Emerging Practices Reveal Gaps in Preparedness
The poll also reveals a limited uptake of advanced testing capabilities. Just 27% of banks report frequent use of simulation tools, such as digital twins— virtual replicas of systems used to model responses to change. This may indicate a preparedness gap as banks face increasing complexity in customer behavior, regulation, and risk.
While not yet standard, the use of virtual environments is gaining traction. Among banks using them, respondents estimate that around half of their credit and marketing strategies are now tested in this way before deployment, pointing to a growing emphasis on pre-implementation rigor. Meanwhile, 55% of banks are reusing decision components across functions, from fraud detection to customer service, signaling progress toward more integrated and efficient decisioning.

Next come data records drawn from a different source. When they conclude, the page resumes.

PR #1381, opened 2022-06-16
Update guide.md

abhiditi:

### DIFF
--- a/docs/guide.md
+++ b/docs/guide.md
@@ -111,6 +111,7 @@ types can be added in the form `[package.Interface.method]`. For properties the 
 explicitly. Without suffix the reference will link to the getter in languages which have
 getters and setters.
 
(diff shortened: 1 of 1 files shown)


docs/guide.md
```diff
@@ -111,6 +111,7 @@ types can be added in the form `[package.Interface.method]`. For properties the
 explicitly. Without suffix the reference will link to the getter in languages which have
 getters and setters.
 
+**Note:** Gluecodium supports Markdown tables in Lime files. However, by default, tools like Jazzy, Dartdoc and Javadoc render these tables with invisible borders and without any padding. Therefore, we recommend to avoid using tables.
```
DanielKamkha, line 114: Generally, Gluecodium documentation does not advise on any usage patterns of its features. 

Moreover, we aim to keep the documentation as tool-agnostic as possible. Therefore, documenting quirks of third-party tools is out of the scope of this documentation.

While this sounds like a sensible piece of advice, please place it where it belongs: into the internal documentation of your project which uses all four tools (Gluecodium and the doc tools) together.

DanielKamkha (changes requested):

PR #8, opened 2020-05-14
Add ldap configuration values

michaelimfeld:


charts/timed/templates/configmap-backend.yaml
```diff
@@ -20,3 +20,10 @@ data:
 {{- else }}
   DJANGO_DATABASE_HOST: {{ .Values.postgresql.service.host | quote }}
 {{- end }}
+{{- if .Values.auth.ldap.enabled }}
+  DJANGO_AUTH_LDAP_ENABLED: true
+{{- end }}
```
tongpu, line 25: `{{- end }}` should be moved to the end of the LDAP specific values.

tongpu:
Regarding the issues with pre-commit, you should ask @hairmare

charts/timed/values.yaml
```diff
@@ -158,3 +158,11 @@ postgresql:
...
     # postgresql.image.tag -- PostgreSQL image version to use
     tag: 12.2.0
+
+auth:
+  ldap:
+    enabled: false
+    # serverUri: 'ldaps://ldap.foo.com:636'
+    # bindDn: 'uid=auth_user,cn=systems,dc=foo,dc=com'
+    # userDnTemplate: 'uid=%(user)s,cn=users,dc=foo,dc=com''
+    # userAttrMap: '{"first_name": "givenName", "last_name": "sn", "email": "mail"}'
```
hairmare, line 168: The docs should be inline in the YAML like so:
```suggestion
auth:
  ldap:
    # auth.ldap.enabled -- Enable LDAP user authentication
    enabled: false
    # auth.ldap.servicerUri -- LDAP server URI
    serverUri: "ldaps://ldap.example.com:636"
    # auth.ldap.bindDn -- LDAP bind DN
    bindDn: "uid=auth_user,cn=systems,dc=example,dc=com"
    # auth.ldap.userDnTemplate -- LDAP user DN template
    userDnTemplate: "uid=%(user)s,cn=users,dc=foo,dc=com"
    # auth.ldap.userAttrMap -- LDAP user attribute mapping
    userAttrMap: '{"first_name": "givenName", "last_name": "sn", "email": "mail"}'
```
After that you can run `helm-docs` to regenerate the readme.

charts/timed/templates/deployment-backend.yaml
```diff
@@ -25,6 +25,11 @@ spec:
                 secretKeyRef:
                   name: {{ include "timed.postgresql.fullname" . }}
                   key: postgresql-password
+            - name: DJANGO_AUTH_LDAP_BIND_PASSWORD
+              valueFrom:
+                secretKeyRef:
+                  name: {{ include "timed.fullname" . }}-backend
```
hairmare, line 31: The secret referenced here is missing. There is a secret called `{{ include "timed.fullname" . }}-django` where we could add the `ldap-apssword` key.

```suggestion
                  name: {{ include "timed.fullname" . }}-django
```

It look like that secret in `templates/pre-install-secret-backend.yaml` is a pre-install hook to ensure we only generate `DJANGO_SECRET_KEY` once, but I'm not sure that really makes sense. We could probably consider changing it to a regular secret and just have folks explicitly set `backend.service.secret` if they do not want to rotate the secret on a regular basis.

Composability Seen as Key to Agility
More than half (53%) of bank leaders view business composability—the ability to reconfigure and scale operations quickly—as critically important to remaining responsive in volatile markets.
Composability enables teams to assemble decision strategies from modular components such as data sets, business rules, and predictive models— often drawing from different functions. This design approach supports faster innovation and cross-functional collaboration.
Many banks are still early in this transition, which will require systems that can support modular design and agile deployment. Open APIs, flexible architecture, and low-code authoring tools for business users are likely to be foundational enablers.
“Agility starts with breaking down silos—whether technical or organizational,” concluded Kompella, “When data, tools, and teams are connected, banks can adapt faster to the needs of both their customers and the market.
FICO conducted the poll during a customer event in Singapore in late 2024, drawing insights from over 30 senior executives and C-suite leaders from banks across the Asia Pacific region.